One simple and effective approach to learn the weights is to transform the problem of estimating the marginal probability density ratio to the problem of distinguishing whether an instance is from the source domain or the target domain. This can be formulated as a binary classification problem with data instances from the source domain being labeled as $$1$$ and those from the target domain being labeled as $$0$$.

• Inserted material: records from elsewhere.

PR #147, opened 2018-02-28
Replaced deprecated phpcs rule ignores for api/html/attributes

hellofromtonya:
This PR replaces the deprecated `// @coding...` phpcs and wpcs rule ignores.

### DIFF
--- a/tests/phpunit/integration/api/html/beansAddAttribute.php
+++ b/tests/phpunit/integration/api/html/beansAddAttribute.php
@@ -36,7 +36,7 @@ class Tests_BeansAddAttribute extends HTML_Test_Case {
 			$this->assertSame( 10, has_filter( $hook, array( $attributes, 'add' ), 10 ) );
 			$expected              = $markup_attributes;
 			$expected['data-test'] = '';
-			$this->assertSame( $expected, apply_filters( $hook, $markup_attributes ) ); // @codingStandardsIgnoreLine - WordPress.NamingConventions.PrefixAllGlobals.NonPrefixedHooknameFound  The hook's name is in the value.
+			$this->assertSame( $expected, apply_filters( $hook, $markup_attributes ) ); // phpcs:ignore WordPress.NamingConventions.PrefixAllGlobals.NonPrefixedHooknameFound -- The hook's name is in the value.
 
 			// Clean up.
 			remove_filter( $hook, array( $attributes, 'add' ), 10 );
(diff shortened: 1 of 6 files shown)


GaryJones:
For the immediate case of fixing PHPCS violations, this PR satisfies that.

But, I have concerns about the overall testing going on here.

Let's take a look at one test:

```php
// tests/phpunit/unit/api/html/beansAddAttribute.php

class Tests_BeansAddAttribute extends HTML_Test_Case {

	/**
	 * Test beans_add_attribute() should add an empty value when no value is given.
	 */
	public function test_should_add_empty_value_when_no_value_given() {

		foreach ( static::$test_markup as $beans_id => $markup ) {
			$markup_attributes = isset( $markup['attributes'] ) ? $markup['attributes'] : array();
			$attributes        = beans_add_attribute( $beans_id, 'data-test', '' );
			$hook              = $beans_id . '_attributes';

			// Set up the WordPress simulator.
			Monkey\Filters\expectApplied( $hook )
				->once()
				->with( $markup_attributes )
				->andReturn( $attributes->add( $markup_attributes ) );

			// Run the tests.
			$this->assertTrue( has_filter( $hook, array( $attributes, 'add' ), 10 ) );
			$expected              = $markup_attributes;
			$expected['data-test'] = '';
			$this->assertSame( $expected, apply_filters( $hook, $markup_attributes ) );

			// Clean up.
			remove_filter( $hook, array( $attributes, 'add' ), 10 );
		}
	}
    ... more test methods ...
}
```

So, we're testing `beans_add_attribute()`, which looks like this:

```php
function beans_add_attribute( $id, $attribute, $value ) {
	$attribute = new _Beans_Attribute( $id, $attribute, $value );

	return $attribute->init( 'add' );
}
```

Thoughts:

The test isn't a unit test, it's an integration test. Why? Because this one function under test is referencing another part of Beans (`_BeansAttribute` class). In a unit test, that class would be mocked, expecting the given constructor args and that `init` method was called once with `'add'` as the arg. Nothing more, because that's literally all the function does.

_At this point, I notice that the integration test in the parallel file appears to be exactly the same as the unit test._

As an integration test, it could go further, but right now, the logic is complicated such that it has a stack like:

- `beans_add_attribute()`
- `_Beans_Attribute::_construct()`
- `Beans_Attribute::init()`
- `beans_add_filter()`
- (Either WP's `add_filter()` or) `_beans_add_anonymous_filter()`
- `_Beans_Anonymous_Filters::_construct()`
- WPs `add_filter()`.

That's a lot of levels to test. The test code in my first snippet is relying on a filter being added 5 levels down.  That's insane.

The tests I found also don't cover every path, such as when the callback is not callable.

I'd rather see proper unit tests, and integration tests that only go to a depth of one or two and mock things, even Beans references, after that. You can still add unit tests and integration tests to what is the middle of the above stack, and check the integration a little deeper from there.

The fact that there is a stack like that (function => instantiated class => method => function => function => instantiated class => function), suggests there's a problem of _complicated_ code, even if the _complexity_ of each method and function is relatively small.

hellofromtonya:
@GaryJones Your concerns about the tests are dealt with in PR #149.  Let's move that conversation over to the new PR.

For this PR, let's focus it on replacing the deprecated PHPCS ignore syntax.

For example, Zadrozny (2004) proposes a rejection sampling-based method for correcting sample selection bias. The rejection sampling process is defined as follows. A binary random variable $$\delta \in \{1, 0 \}$$, which is called selection variable, is introduced. An instance $$\mathbf{\mathrm{x}}$$ is sampled from the target marginal distribution $$\mathbb{P}_t^X$$ with probability $$P_t(\mathbf{\mathrm{x}})$$, that is, $$P_t(\mathbf{\mathrm{x}}) = P(\mathbf{\mathrm{x}} \mid \delta = 0)$$. Similarly, $$P_s(\mathbf{\mathrm{x}})$$ can be rewritten as $$P_s (\mathbf{\mathrm{x}}) = P (\mathbf{\mathrm{x}} \mid \delta = 1)$$. $$\mathbf{\mathrm{x}}$$ is accepted by the source domain with probability $$P (\delta = 1 \mid \mathbf{\mathrm{x}})$$ or rejected with probability $$P (\delta = 0 \mid \mathbf{\mathrm{x}})$$. In mathematics, with the new variable $$\delta$$, the density ratio for each data instance $$\mathbf{\mathrm{x}}$$ can be formulated as
$$\dfrac{P_t(\mathbf{\mathrm{x}})}{P_s(\mathbf{\mathrm{x}})} = \dfrac{P(\delta = 1)}{P(\delta = 0)} \dfrac{P(\delta = 0)}{P(\delta = 1)} \dfrac{P_t(\mathbf{\mathrm{x}})}{P_s(\mathbf{\mathrm{x}})}, \tag{2.5}$$ where $$P (\delta)$$ is the prior probability of $$\delta$$ in the union data set of the source domain and the target domain. By using the Bayes, rule and the equivalent forms of $$P_s (\mathbf{\mathrm{x}})$$ and $$P_t (\mathbf{\mathrm{x}})$$ in terms of $$\delta$$, (2.5) can be further reformulated as $$\dfrac{P_t(\mathbf{\mathrm{x}})}{P_s(\mathbf{\mathrm{x}})} = \dfrac{P(\delta = 1)}{P(\delta = 0)} \left( \dfrac{1}{P(\delta = 1 \mid \mathbf{\mathrm{x}})} - 1\right).$$ Therefore, the density ratio for each source domain data instance can be estimated as $$\dfrac{P_t(\mathbf{\mathrm{x}})}{P_s(\mathbf{\mathrm{x}})} \propto \dfrac{1}{P_{s, t}(\delta = 1 \mid \mathbf{\mathrm{x}})}$$. To compute the probability $$P(\delta = 1 \mid \mathbf{\mathrm{x}})$$, we regard it as a binary classification problem and train a classifier to solve it. After calculating the ratio for each source data instance, a model can be trained by either reweighting each source data instance or performing importance sampling on the source data set.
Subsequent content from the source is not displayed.